US 11,719,550 B2
Method and apparatus for building route time consumption estimation model, and method and apparatus for estimating route time consumption
Xiaomin Fang, Beijing (CN); Jizhou Huang, Beijing (CN); Fan Wang, Beijing (CN); Lingke Zeng, Beijing (CN); Haijin Liang, Beijing (CN); and Haifeng Wang, Beijing (CN)
Assigned to BAIDU ONLINE NETWORK TEGHNOLOGY (BEIIING) CO., LTD., Beijing (CN)
Filed by Baidu Online Network Technology (Beijing) Co., Ltd., Beijing (CN)
Filed on Sep. 25, 2020, as Appl. No. 17/33,211.
Claims priority of application No. 202010079202.5 (CN), filed on Feb. 3, 2020.
Prior Publication US 2021/0239483 A1, Aug. 5, 2021
Int. Cl. G01C 21/34 (2006.01); G01C 21/36 (2006.01); G06N 3/08 (2023.01); G06F 18/214 (2023.01)

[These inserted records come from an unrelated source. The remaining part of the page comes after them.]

PR #12173, opened 2026-01-23
Sdl3 high dpiv2

akallabeth:
so, what does this do?

* Refactor the SDL3 client, better encapsulate the classes (use getter/setter instead of direct member access)
* mark functions `[[nodiscard]]` to get warnings for unused return
* split classes to own files (`SdlContext`)
* Fix `high DPI` support in a number of cases. Now with `/dynamic-resolution` the remote display scaling is dynamically updated depending on which monitor the application is on
* simplify coordinate conversion between RDP and local window. (use SDL functions and only apply local scaling for `smart-sizing`)

TODO: check and fix remaining multimon issues:
* ~~Placement of initial window (maybe a `SDL` bug on `wayland` )~~  placed a warning for `wayland` as this is not possible currently.
* ~~add/remove monitors during operation~~

### DIFF
--- a/client/SDL/SDL3/sdl_context.cpp
+++ b/client/SDL/SDL3/sdl_context.cpp
@@ -217,7 +217,24 @@ BOOL SdlContext::postConnect(freerdp* instance)
 	if (freerdp_settings_get_bool(context->settings, FreeRDP_UseMultimon))
 	{
 		const auto driver = SDL_GetCurrentVideoDriver();
-		if (driver && strcmp(driver, "wayland") == 0)
+		bool buggy = false;
+		if (driver)
+		{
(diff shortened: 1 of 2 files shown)


mfleisz:
Two general remarks:
- Do not use `(void)` casts: https://isocpp.github.io/CppCoreGuidelines/CppCoreGuidelines#es48-avoid-casts
- There are several places that ignore the return value - this indicates either a missing check or that the function should not be marked as `[[nodiscard]]`

akallabeth:
@mfleisz ah, did not know about `std::ignore =` :+1: 
as for the use itself, still a draft, so yes, some functions might not require `[[nodiscard]]`

PR #12177, opened 2026-01-23
Winpr attr nodiscard

akallabeth:
This adds a compiler attribute to warn about unused results to the functions we expose (and most internal ones)

This might help spot issues where return values have not been checked.

@hardening @mfleisz @bmiklautz what do you think about this?


akallabeth:
@freerdp-bot test

akallabeth:
@freerdp-bot test

PR #12193, opened 2026-01-27
peer: Disconnect if Logon() returned FALSE

jadahl:
Returning FALSE implies the client was not authorized, but it does not have any real impact on the connection, other than setting the authorized field.

Change this by disconnecting the client if a Logon() callback returned that a client was not authorized.

### DIFF
--- a/libfreerdp/core/peer.c
+++ b/libfreerdp/core/peer.c
@@ -842,8 +842,15 @@ static state_run_t peer_recv_callback_internal(WINPR_ATTR_UNUSED rdpTransport* t
 					IFCALLRET(client->Logon, client->authenticated, client, &client->identity,
 					          FALSE);
 				}
-				if (rdp_server_transition_to_state(rdp, CONNECTION_STATE_MCS_CREATE_REQUEST))
-					ret = STATE_RUN_SUCCESS;
+				if (client->Logon && !client->authenticated)
+				{
+					ret = STATE_RUN_FAILED;
+				}
+				else
+				{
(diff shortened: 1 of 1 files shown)


jadahl:
Cc: @pnowack

libfreerdp/core/peer.c
```diff
@@ -836,11 +836,15 @@ static state_run_t peer_recv_callback_internal(WINPR_ATTR_UNUSED rdpTransport* t
 					IFCALLRET(client->Logon, client->authenticated, client, &client->identity,
 					          TRUE);
 					nego_free_nla(rdp->nego);
+					if (client->Logon && !client->authenticated)
```
mfleisz: Would move this code outside the if/else block to avoid code duplication.

jadahl: Makes sense; speaking of that, should
```
rdp_server_transition_to_state()
```
be called with something else in this case?

pnowack: > Makes sense; speaking of that, should
> rdp_server_transition_to_state()
> be called with something else in this case?

could actually just do `return STATE_RUN_FAILED` or similar (`ret` is already initialized with `STATE_RUN_FAILED`). Relevant is just that the condition under the code here `if (rdp_server_transition_to_state(rdp, CONNECTION_STATE_MCS_CREATE_REQUEST))` does not trigger when `Logon()` failed

jadahl: Yes, doing that now, it avoids the explicit `client->Disconnect()` call.

akallabeth:
@jadahl taken your commit and refactored a little in https://github.com/FreeRDP/FreeRDP/pull/12196
thank you for the fix!

PR #12196, opened 2026-01-27
peer: Disconnect if Logon() returned FALSE

akallabeth:
Returning FALSE implies the client was not authorized, but it does not have any real impact on the connection, other than setting the authorized field.

Change this by disconnecting the client if a Logon() callback returned that a client was not authorized.

### DIFF
--- a/include/freerdp/peer.h
+++ b/include/freerdp/peer.h
@@ -71,8 +71,21 @@ extern "C"
 	typedef BOOL (*psPeerCapabilities)(freerdp_peer* peer);
 	typedef BOOL (*psPeerPostConnect)(freerdp_peer* peer);
 	typedef BOOL (*psPeerActivate)(freerdp_peer* peer);
+
+	/** @brief Callback after the initial RDP authentication (NLA) succeeded or anonymous tunnel was
+	 * established (RDP, TLS, ...)
+	 *
+	 *  @param peer A pointer to a peer context to work on
+	 *  @param identity A pointer to the identity of the peer
+	 *  @param automatic \b TRUE in case the connection is already authenticated, \b FALSE in case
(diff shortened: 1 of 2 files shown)


include/freerdp/peer.h
```diff
@@ -71,8 +71,21 @@ extern "C"
...
+
+	/** @brief Callback after the initial RDP authentication (NLA) succeeded or anonymous tunnel was
+	 * established (RDP, TLS, ...)
+	 *
+	 *  @param peer A pointer to a peer context to work on
+	 *  @param identity A pointer to the identity of the peer
+	 *  @param automatic \b TRUE in case the connection is already authenticated, \b FALSE in case
+	 * of \b RDP, \b TLS or similar anonymous tunnels
+	 *
+	 *  @return \b TRUE if the connection is allowed, \b FALSE if denied. Defaults to \b TRUE if the
```
jadahl, line 83: Doesn't this imply that all current users (that are unlikely to set this) will break?

jadahl: Or at least the one I'm working on doesn't currently set this callback to anything, so upgrading FreeRDP will break it.

akallabeth: no, default return is `TRUE`, aka pass the stage?

akallabeth: see https://github.com/FreeRDP/FreeRDP/blob/c8e4d8e5b0df13072e722ab24a93228a37b76ffb/include/freerdp/api.h#L94

jadahl: Ugh, I can't read I think...

akallabeth: well, I know that feeling from somewhere :grin:

PR #12197, opened 2026-01-28
[channels,rdpecam] fix PROPERTY_DESCRIPTION parsing

akallabeth:
* The Capabilities field is a mask, so allow combination of all valid values.
* Adjust header to hold a mask
* Use enum to define constants for parsed values


include/freerdp/channels/rdpecam.h
```diff
@@ -269,35 +269,41 @@ typedef struct
...
+	CAM_PROPERTY_CAPABILITY_Manual = 0x01u,
+	CAM_PROPERTY_CAPABILITY_Auto = 0x02u
 } CAM_PROPERTY_CAPABILITIES;
 
 typedef struct
 {
 	CAM_PROPERTY_SET PropertySet;
 	BYTE PropertyId;
-	CAM_PROPERTY_CAPABILITIES Capabilities;
+	UINT32 Capabilities;
```
pnowack, line 306: It actually is just one byte
```suggestion
	BYTE Capabilities;
```

channels/rdpecam/server/rdpecam-utils.h
```diff
@@ -307,19 +307,16 @@ static inline bool rdpecam_valid_CamPropertySet_(UINT8 val, wLog* log, const cha
  */
 #define rdpecam_valid_CamPropertyCapabilities(val) \
 	rdpecam_valid_CamPropertyCapabilities_((val), WLog_Get(TAG), __FILE__, __func__, __LINE__)
-static inline bool rdpecam_valid_CamPropertyCapabilities_(UINT8 val, wLog* log, const char* file,
+static inline bool rdpecam_valid_CamPropertyCapabilities_(UINT32 val, wLog* log, const char* file,
```
pnowack, line 310: same here, the capability bitmask is 8 byte long
```suggestion
static inline bool rdpecam_valid_CamPropertyCapabilities_(BYTE val, wLog* log, const char* file,
```

pnowack (commented):
This works in a test with Windows App on iOS and g-r-d

include/freerdp/channels/rdpecam.h
akallabeth: but the `enum` before did compile to 4 bytes ;)

PR #12207, opened 2026-01-29
Vendor by app

akallabeth:


libfreerdp/core/settings.c
```diff
@@ -187,119 +188,165 @@ static BOOL settings_reg_query_bool(rdpSettings* settings, FreeRDP_Settings_Keys
...
+					(void)_sntprintf(numentries, ARRAYSIZE(numentries), _T("Cache%uNumEntries"), x);
+					(void)_sntprintf(maxsize, ARRAYSIZE(maxsize), _T("Cache%uMaxCellSize"), x);
+
+					settings_reg_query_word_val(hKey, numentries, &cache.cacheEntries);
+					settings_reg_query_word_val(hKey, maxsize, &cache.cacheMaximumCellSize);
+					if (!freerdp_settings_set_pointer_array(settings, FreeRDP_GlyphCache, x,
+					                                        &cache))
+						WLog_WARN(TAG, "Failed to store GlyphCache %u", x);
+				}
+				{
```
mfleisz, line 298: This looks weird - is there a `for` missing or should this be part of the previous `for`?

akallabeth:
> The code in `utils/helpers.c` and `utils/winpr.c` are pretty much identical. Wouldn't it be better to just use the winpr functions or at least just forward the freerdp_ calls to the winpr_ ones to avoid code duplication?

no, the builds of `winpr` and `freerdp` could use different compile time flags, so better keeping them separate.

libfreerdp/core/settings.c
akallabeth: scope for local variable `cache`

CPC G01C 21/3492 (2013.01) [G01C 21/3626 (2013.01); G06F 18/214 (2023.01); G06N 3/08 (2013.01)] 16 Claims
OG exemplary drawing
 
1. A method for building a route time consumption estimation model, wherein the method comprises:
obtaining training data from user trajectory data, the training data comprising: a route through which a user passes, time information when the user passes through the route, and actual time consumption information for the user to pass through the route;
obtaining the route time consumption estimation model by using the training data, wherein the route time consumption estimation model comprises: a road condition subnetwork and an integration subnetwork;
the road condition subnetwork estimating road condition feature representations of road segments included by the route by using the time information and road network feature representations of road segments included by the route;
the integration subnetwork determining an estimated time consumption on the route according to a feature representation of the time information, vector representations of the road segments included by the route and road condition feature representations of the road segments included by the route;
a training target of the route time consumption estimation model being to minimize a difference between the estimated time consumption and an actual time consumption on the route,
wherein a feed-forward is performed during the training according to a loss function corresponding to the training target to update parameters of the route time consumption estimation model, and the parameters of the route time consumption estimation model comprises parameters of the road condition subnetwork and the integration subnetwork,
wherein the estimating the road condition feature representations of the road segments by using the time information comprises:
obtaining road condition features of the road segment at time points in a preset historical time length before the time information;
concatenating road network features of the road segment, the road condition features at time points in the preset historical time length before the time information and features of the time points in the historical time length, to obtain a spatiotemporal tensor corresponding to the road segment;
mapping the spatiotemporal tensor using an attention mechanism to obtain the road condition feature representation for estimating the road segment,
wherein in the concatenating, performing random masking on partial road condition features at time points in the preset historical time length to cover partial road condition features and replace the covered road condition features with a zero vector.